Given the state of research into MD5, certificate authorities should have upgraded to more secure algorithms such as SHA-1 "years ago," said Bruce Schneier, a noted cryptography expert and chief security technology officer at BT PLC.

RapidSSL.com will stop issuing MD5-based digital certificates by the end of January and is looking for ways to encourage its customers to move to new certificates after that, said Tim Callan, VeriSign's vice president of product marketing. But first, Callan added, VeriSign wants to get a good look at the new research.

Molnar and his team have communicated their findings to VeriSign indirectly, via Microsoft, but they have yet to speak directly to VeriSign, out of fear that it might take legal action to quash their talk.

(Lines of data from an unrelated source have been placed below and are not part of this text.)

PR #449, opened 2018-11-25
Travis CI: Add flake8 tests for syntax errors, undefined names

cclauss:
__E901,E999,F821,F822,F823__ are the "_showstopper_" [flake8](http://flake8.pycqa.org) issues that can halt the runtime with a SyntaxError, NameError, etc. Most other flake8 issues are merely "style violations" -- useful for readability but they do not effect runtime safety.
* F821: undefined name `name`
* F822: undefined name `name` in `__all__`
* F823: local variable name referenced before assignment
* E901: SyntaxError or IndentationError
* E999: SyntaxError -- failed to compile a file into an Abstract Syntax Tree

### DIFF
--- a/.travis.yml
+++ b/.travis.yml
@@ -21,6 +21,12 @@ before_install:
 install:
   - conda install --yes python=$TRAVIS_PYTHON_VERSION $DEPS
   - pip install -v .
+  - pip install flake8
+before_script:
+  # stop the build if there are Python syntax errors or undefined names
+  - flake8 . --count --select=E901,E999,F821,F822,F823 --show-source --statistics
+  # exit-zero treats all errors as warnings.  The GitHub editor is 127 chars wide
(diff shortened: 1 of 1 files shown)


j-towns:
Hey there, thanks for running these! Unfortunately I don't think it's practical for us to add flake8 testing to travis, since we violate it (especially the style constraints) in virtually every file. Therefore I'm going to close this.

I think it would be great the fix the Python 3 compatibility of the examples since it only requires changing a few lines of code (see my reply to https://github.com/HIPS/autograd/issues/451).

By the way, I don't see any E901s when I run flake8 on Autograd (with Python 3.7), just wondering whereabouts those are coming up for you?

cclauss:
As it says in the commit message, these five tests are not about style but they are about issues that can halt the runtime with a runtime exception.  No E901s is all good news.

PR #452, opened 2018-11-26
Use print() function in both Python 2 and Python 3

cclauss:
__print()__ is a function in Python 3.

### DIFF
--- a/autograd/core.py
+++ b/autograd/core.py
@@ -216,7 +216,7 @@ class VSpace(object):
     def _covector(self, x):      return x
 
     def __eq__(self, other):
-        return isinstance(self, type(other)) and self.__dict__ == other.__dict__
+        return type(self) == type(other) and self.__dict__ == other.__dict__
 
     def __repr__(self):
         return "{}_{}".format(type(self).__name__, self.__dict__)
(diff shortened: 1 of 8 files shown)


autograd/core.py
```diff
@@ -216,7 +216,7 @@ def _inner_prod(self, x, y): assert False
     def _covector(self, x):      return x
 
     def __eq__(self, other):
-        return type(self) == type(other) and self.__dict__ == other.__dict__
+        return isinstance(self, type(other)) and self.__dict__ == other.__dict__
```
j-towns: These changes not only affect the meaning of the code (`isinstance` will return true for subclasses), they also affect its performance, since `isinstance` is often significantly slower than `type(...) is ...`, so I can't accept these.

cclauss:
I removed the instances of __isinstance()__.  The idiomatic __isinstance()__ may have been slower in earlier versions of Python but in 3.7.1, they are now marginally _faster_ than using __type()__:
```python
import timeit

print(timeit.timeit("isinstance(s, type(i))", "s = 'a' ; i = 1"))
print(timeit.timeit("type(s) == type(i)", "s = 'a' ; i = 1"))

print(timeit.timeit("isinstance(s, int)", "s = 'a'"))
print(timeit.timeit("type(s) == int", "s = 'a'"))
```

j-towns:
Nice, thanks for pointing that out.

PR #462, opened 2019-01-14
Correct grad_eigh to support hermitian matrices

steinbrecher:
The version of grad_eigh used previously only supported real symmetric inputs to eigh.

Changing v to conj(v) in two places makes the function correct for arbitrary Hermitian 
matrices, not just real symmetric ones.

### DIFF
--- a/autograd/numpy/linalg.py
+++ b/autograd/numpy/linalg.py
@@ -105,12 +105,14 @@ def grad_eigh(ans, x, UPLO='L'):
     """Gradient for eigenvalues and vectors of a symmetric matrix."""
     N = x.shape[-1]
     w, v = ans              # Eigenvalues, eigenvectors.
+    vc = anp.conj(v)
+    
     def vjp(g):
         wg, vg = g          # Gradient w.r.t. eigenvalues, eigenvectors.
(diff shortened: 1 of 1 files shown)


steinbrecher:
> This looks great! Would it be too much to ask to add a test? I'm pretty sure you could copy one of the ones here:
> [autograd/tests/test_linalg.py](https://github.com/HIPS/autograd/blob/daf54dca6353c03bbb1403d1e95c52ee6377ba72/tests/test_linalg.py#L178)

For sure -- it looks like those rely on a helper function `check_symmetric_matrix_grads`; which of the following would be preferred:

1. Adapt `check_symmetric_matrix_grads` in place to support hermitian matrices  (i.e. replace `T(L)` with `np.conj(T(L))`)
2. Write a separate function `check_hermitian_matrix_grads` that replicates the structure of `check_symmetric_matrix_grads`

(Either way, I'll include some new tests)

I'd lean towards option one; it's cleaner, and I usually try to treat the complex case as the general case, with reals being the special case, but I'm happy implementing either.

Also realized I forgot to update the docstring of `grad_eigh`, I'll throw that in the next update as well.

duvenaud:
Thanks for doing this thoughtfully.  I think either is fine, and I agree that (1) is cleaner.

PR #473, opened 2019-02-04
fix issue 446: tensordot vjps not handling axes specification correctly

stefansommer:
The tensordot vjps did not handle axis specification correctly. This should be fixed here, including a test that failed in before the fix.


j-towns:
Awesome, thanks!

PR #478, opened 2019-02-21
adding survival function & log survival function for normal dist

CamDavidsonPilon:
👋 This adds the survival function and log survival function to the scipy.norm module. I needed it for one of my packages, and implemented it locally. However, others would like this too, so I'm adding it back to autograd.

### DIFF
--- a/tests/test_scipy.py
+++ b/tests/test_scipy.py
@@ -57,13 +57,17 @@ else:
 
     def test_norm_pdf():    combo_check(stats.norm.pdf,    [0,1,2])([R(4)], [R(4)], [R(4)**2 + 1.1])
     def test_norm_cdf():    combo_check(stats.norm.cdf,    [0,1,2])([R(4)], [R(4)], [R(4)**2 + 1.1])
+    def test_norm_sf():     combo_check(stats.norm.sf,     [0,1,2])([R(4)], [R(4)], [R(4)**2 + 1.1])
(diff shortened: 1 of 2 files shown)


tests/test_scipy.py
```diff
@@ -57,13 +57,17 @@ def test_gamma_logpdf(): combo_check(stats.gamma.logpdf, [0,1])([R(4)**2 + 1.1],
 
     def test_norm_pdf():    combo_check(stats.norm.pdf,    [0,1,2])([R(4)], [R(4)], [R(4)**2 + 1.1])
     def test_norm_cdf():    combo_check(stats.norm.cdf,    [0,1,2])([R(4)], [R(4)], [R(4)**2 + 1.1])
+    def test_norm_sf():     combo_check(stats.norm.sf,     [0,1,2])([R(4)], [R(4)], [R(4)**2 + 1.1])
     def test_norm_logpdf(): combo_check(stats.norm.logpdf, [0,1,2])([R(4)], [R(4)], [R(4)**2 + 1.1])
     def test_norm_logcdf(): combo_check(stats.norm.logcdf, [0,1,2])([R(4)], [R(4)], [R(4)**2 + 1.1])
+    def test_norm_logsf():  combo_check(stats.norm.logsf,  [0,1,2])([R(4)], [R(4)], [R(4)**2 + 1.1])
```
CamDavidsonPilon: disclosure: I c-p'ed these tests. I don't know exactly what they are checking.

j-towns:
That’s awesome, thanks!

PR #490, opened 2019-04-01
Fix scipy deprecation warning

ColCarroll:
I am building a project using `autograd`, and using `autograd.scipy.misc.logsumexp` emits a warning. This is a tiny thing, since it is suppressed normally, unless you pass a flag, or are using `autograd` with `pytest`.

You can see the warning by starting python with `python -Wall`, and running

```python
from autograd.scipy.misc import logsumexp
logsumexp([1])

/home/projects/autograd/autograd/tracer.py:48: DeprecationWarning: `logsumexp` is deprecated!
Importing `logsumexp` from scipy.misc is deprecated in scipy 1.0.0. Use `scipy.special.logsumexp` instead.
  return f_raw(*args, **kwargs)
1.0
```

This is the smallest, easiest way to make the fix -- I am also happy to follow the scipy path (so `from autograd.scipy.misc import logsumexp` emits a warning, but `from autograd.scipy.special import logsumexp` does not).

Thanks for this very nice project!

### DIFF
--- a/autograd/scipy/misc.py
+++ b/autograd/scipy/misc.py
@@ -1,28 +1,7 @@
 from __future__ import absolute_import
-import scipy.misc
-from autograd.extend import primitive, defvjp, defjvp
-import autograd.numpy as anp
-from autograd.numpy.numpy_vjps import repeat_to_match_shape
 
-logsumexp = primitive(scipy.special.logsumexp)
+import scipy.misc as osp_misc
+from ..scipy import special
 
-def make_grad_logsumexp(ans, x, axis=None, b=1.0, keepdims=False):
-    shape, dtype = anp.shape(x), anp.result_type(x)
-    def vjp(g):
-        g_repeated,   _ = repeat_to_match_shape(g,   shape, dtype, axis, keepdims)
-        ans_repeated, _ = repeat_to_match_shape(ans, shape, dtype, axis, keepdims)
-        return g_repeated * b * anp.exp(x - ans_repeated)
-    return vjp
-
-defvjp(logsumexp, make_grad_logsumexp)
-
-def fwd_grad_logsumexp(g, ans, x, axis=None, b=1.0, keepdims=False):
-    if not keepdims:
-        if isinstance(axis, int):
-            ans = anp.expand_dims(ans, axis)
-        elif isinstance(axis, tuple):
-            for ax in sorted(axis):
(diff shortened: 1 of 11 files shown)


j-towns:
Hey there, thanks for fixing this! I think it would be better for Autograd's behaviour to match Scipy's. That shouldn't be too tricky though, you can just have autograd.scipy.misc.logsumexp wrap scipy.misc.logsumexp, and autograd.scipy.special.logsumexp wrap the respective method in scipy.

You'll need a defvjp on both logsumexp primitives.

homocomputeris:
Well, it's not a warning anymore:

```python
Traceback (most recent call last):
  File "~/autograd/examples/neural_net.py", line 6, in <module>
    from autograd.scipy.misc import logsumexp
  File "~/autograd/autograd/scipy/__init__.py", line 8, in <module>
    from . import misc
  File "~/autograd/autograd/scipy/misc.py", line 7, in <module>
    logsumexp = primitive(scipy.misc.logsumexp)
AttributeError: module 'scipy.misc' has no attribute 'logsumexp'
```

autograd/scipy/misc.py
```diff
@@ -4,7 +4,7 @@
 import autograd.numpy as anp
 from autograd.numpy.numpy_vjps import repeat_to_match_shape
 
-logsumexp = primitive(scipy.misc.logsumexp)
+logsumexp = primitive(scipy.special.logsumexp)
```
junpenglao: Does the import above need to be changed as well?

junpenglao:
I am getting the same error - any plan to merge this soon?

ColCarroll:
Oops, I forgot about following up -- I'll tidy this PR and update it later today. `jax` has very similar code, and does this quite neatly:
https://github.com/google/jax/blob/master/jax/scipy/misc.py

ColCarroll:
Just pushed a more aggressive change, since it is entirely gone from scipy. I think this should allow `autograd.scipy.misc.logsumexp` if you have an old version of `scipy`, otherwise it updates everything to `autograd.scipy.special.logsumexp`.

I do not think I changed any actual code, just import behavior.

ColCarroll:
(forgot to add a few files to previous commit -- let me know if I should squash these myself, or if you do that on merge).

j-towns:
Nice work, thanks a lot for doing such a thorough job @ColCarroll. Sorry for the delay getting this merged.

In the past, companies sometimes have obtained court orders to prevent security researchers from talking at hacker conferences.

Callan said he wished that VeriSign had been given more information ahead of time. "I can't express how disappointed I am that bloggers and journalists are being briefed on this but we're not, considering that we're the people who have to actually respond," he said.

While Schneier said he was impressed by the math behind this latest research, he said that there are already far more important security problems on the Internet — weaknesses that expose large databases of sensitive information to attackers, for example.

"It doesn't matter if you get a fake MD5 certificate, because you never check your certs anyway," he said. "There are dozens of ways to fake that, and this is yet another."